Critics claim the 2001 Telecommunications Services Obligations agreement has propped up Telecom's profits. Telecom's competitors contribute 30 per cent of the $78 million fund - designed to ensure all New Zealanders have access to affordable phone services.
The Government is reviewing the TSO, formerly known as the Kiwi Share.
After seven years, Vodafone, CallPlus and other competitors say they have subsidised Telecom, and they want change.
"Telecom has made a major commercial killing as the provider of last resort for the TSO," said Ernie Newman of the Telecommunications Users Association New Zealand.
"In other words, the money that Telecom has received as subsidies of non-commercial customers has gone straight to its bottom line."
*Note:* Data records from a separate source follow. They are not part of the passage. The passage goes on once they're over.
PR #739, opened 2026-06-30
perf: cache scroll widths in MusicScore to avoid per-frame reflow

### LINKED ISSUE #692: MusicScore: cache frame/score widths to remove per-frame forced reflow during playback
- **Type:** tech debt
- **Area:** Score
- **Status:** Todo
- **Difficulty:** S

## 2. Description

During playback, `MusicScore.scrollSmooth()` reads `this.offsetWidth` and `this.svg.getBoundingClientRect().width` on every call. It is called from `setBar()` on every fractional-bar update (every frame), *after* `highlight()`'s `setAttribute` writes have dirtied layout, forcing a synchronous reflow of the large score SVG each frame. The two widths are invariant during playback, so the per-frame read is wasted work. No user-visible symptom; a steady main-thread cost during playback that is fully eliminable.

## 3. Reachability

N/A — tech debt, not a Bug ticket (real, not broken). Per-frame inefficiency, no wrong result.

## 4. Current state

`packages/pwa/src/ts/MusicScore.ts`:

- `scrollSmooth()` (line ~315) reads `this.offsetWidth` (line ~322, `frameWidth`) and `this.svg.getBoundingClientRect().width` (line ~323, `scoreWidth`) every call.
- Called from `setBar()` (line ~301) after `highlight()` (line ~300) on every fractional-bar update during playback.
- There is **no** resize handling in the component (no `resize` listener, no `ResizeObserver`).
- The score SVG height is fixed (`music-score` is `height: 350px`), so `scoreWidth` (= height x viewBox aspect) is constant during playback and changes only when the score changes (choir switch, `#loadScore`). `frameWidth` (the element's visible width) changes only on viewport resize.

## 5. Root cause

Read-after-write layout thrash: `highlight()` dirties layout, then `scrollSmooth()`'s width reads force a synchronous reflow of the ~25,000px-wide rendered score SVG, every frame. Because both widths are constant during playback, the reads recompute an invariant.

**Measured (headless Chromium, real score SVG at rendered scale 25186 x 342 px, VERA 2026-06-22):** read-after-write ~0.37-0.38 ms/frame forced reflow (stable across runs); cached (read once) ~0.2 ms for 200 frames; projection ~22 ms/s at 60 fps (~2% of the 16.7 ms frame budget). Desktop CPU; a slower device scales it up.

## 6. Scope

**In scope:** cache `frameWidth` and `scoreWidth`; refresh on score load and on resize; read the cached values in `scrollSmooth()`. **Out of scope:** the scroll-position math (unchanged), `highlight()` logic, and the other refactor items in `refactor-MusicScore.ts.md` (items 1-11 are in unrelated methods, not adjacent — fold: none). No behaviour change intended.

## 7. Recommended fix

In `packages/pwa/src/ts/MusicScore.ts`:

1. Add private numeric fields, e.g. `#frameWidth` and `#scoreWidth`.
2. Cache `#scoreWidth = this.svg.getBoundingClientRect().width` inside the existing post-paint `requestAnimationFrame` in `#loadScore` (the same rAF added for #92, where layout is clean), so it re-caches on every score/choir change.
3. Cache `#frameWidth = this.offsetWidth` on `connectedCallback`, and refresh it from a `ResizeObserver` observing `this` (the `music-score` element); disconnect the observer in `disconnectedCallback`.
4. In `scrollSmooth()`, replace the `this.offsetWidth` and `this.svg.getBoundingClientRect().width` reads with `#frameWidth` / `#scoreWidth`. Keep the existing `if (this.svg == null) return` guard; if the cache is not yet populated, fall back to a direct read so the first call is correct.
5. No change to the `idealPos` scroll math.

## 8. Test plan

Extend the existing MusicScore tests (`packages/pwa/src/test/setbar.test.ts` and/or `score.test.ts`). Tests assert **observable outcomes**, not call counts:

- **Scroll position preserved:** with `offsetWidth` and `svg.getBoundingClientRect` stubbed (as existing tests do), `setBar(b)` produces the same `scrollArea.scrollLeft` for a representative bar as the pre-cache behaviour.
- **`frameWidth` refreshes on resize:** drive the resize path (invoke the `ResizeObserver` callback / resize handler) with a new `offsetWidth` and assert `scrollSmooth()` uses the new value.
- **`scoreWidth` refreshes on score load:** after a choir/score change (`await music-score-ready`), the cached `scoreWidth` reflects the new SVG (guards the stale-cache-across-choir-change risk).

**Not unit-testable:** the forced-reflow elimination cannot be tested in jsdom (no real layout); it is verified by the benchmark in section 5. Do not write a reflow-count test.

## 9. Dependencies

None. Related: #92 (load-time reflow, fixed in #354 via `requestAnimationFrame`) addressed the *load* path; this is the per-frame *playback* path. Not a blocker.

## 10. Open questions

None.

## 11. Follow-up items

None. Fold: none (the other `refactor-MusicScore.ts.md` items are not adjacent to `scrollSmooth`).

## 12. Documentation impact

None expected. `packages/pwa/src/ts/*` maps to no `doc/*.md`; behaviour is unchanged. The `Architecture-Scores.md` wiki page describes the scroll mechanism, but as a post-merge archidoc and only if the description needs it (behaviour preserved, so likely none).

wainwright1000:
Caches the scroll widths in `MusicScore` so the per-frame scroll handler no longer forces a layout reflow on every frame. Performance only, no user-facing behaviour change.

- `MusicScore.ts`: compute the widths once and reuse them, instead of reading layout-dependent values each frame.
- `score.test.ts`: covers the cached path.

Fixes #692

### DIFF
--- a/packages/pwa/src/test/score.test.ts
+++ b/packages/pwa/src/test/score.test.ts
@@ -8,6 +8,55 @@ import {
 } from "./helpers";
 import { makeFixtureSvg } from "./fixtureScore";
 
+// Capture ResizeObserver callbacks so tests can drive the resize path, and
+// count disconnects so the teardown test can assert the observer is released.
+const resizeObserverCallbacks = new WeakMap<Element, () => void>();
+let resizeObserverDisconnects = 0;
+
+vi.stubGlobal(
+  "ResizeObserver",
+  class {
+    #callback: ResizeObserverCallback;
+    #target: Element | null = null;
+
+    constructor(callback: ResizeObserverCallback) {
+      this.#callback = callback;
+    }
+
+    observe(target: Element) {
+      this.#target = target;
+      resizeObserverCallbacks.set(target, () =>
+        // The entry shape is intentionally minimal: the production callback
+        // ignores its arguments and re-reads offsetWidth / getBoundingClientRect,
+        // so only `target` is real. Enrich this if the callback ever reads the
+        // rect.
+        this.#callback(
+          [
+            {
+              target,
+              contentRect: { width: 0, height: 0 } as DOMRectReadOnly,
+            } as ResizeObserverEntry,
+          ],
+          this as unknown as ResizeObserver
+        )
+      );
+    }
+
+    disconnect() {
+      resizeObserverDisconnects++;
+      if (this.#target) {
+        resizeObserverCallbacks.delete(this.#target);
+        this.#target = null;
+      }
+    }
+  }
+);
+
+function triggerResize(target: Element) {
+  const callback = resizeObserverCallbacks.get(target);
+  if (callback) callback();
+}
+
 // Polyfill DOMPoint for jsdom
 if (typeof DOMPoint === "undefined") {
   globalThis.DOMPoint = class DOMPoint {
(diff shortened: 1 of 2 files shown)


wainwmr (approved):
OK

Until now Telecom has held a monopoly in rural locations and defined its obligations as providing fixed-line services.
Vodafone, which is the strongest player in the mobile phone market, wants the rules for the TSO changed to allow other technologies such as mobiles.
"The current method of providing basic phone service through a legislated private monopoly is out of date and doesn't meet the needs of the rural sector," says Vodafone's general manager of corporate affairs, Tom Chignell.
He said 70 per cent of rural areas under the TSO were covered by a Vodafone network but the company still had to pay $75.7 million over the past five years alone in levies to Telecom.
Telecom spokesman Mark Watts would not go into details about how much Telecom had actually spent on maintaining rural services, and its relationship to the $78 million a year that was the basis of its receiving levies from competitors.
"Telecom is part of an industry approach that has called for deep rethink of TSO arrangements, in recognition of profound technological and other shifts since 1990.
"The size of these [TSO] subsidies is not set by Telecom, but independently by the Commerce Commission via a longstanding process," he said.
The TSO obligations used to calculate competitors' contributions were set using theoretical estimates and did not require any oversight about the actual money that went into these services.
Newman says Telecom has been meeting the letter of the law for maintaining rural services at 1990 levels as it is required to do.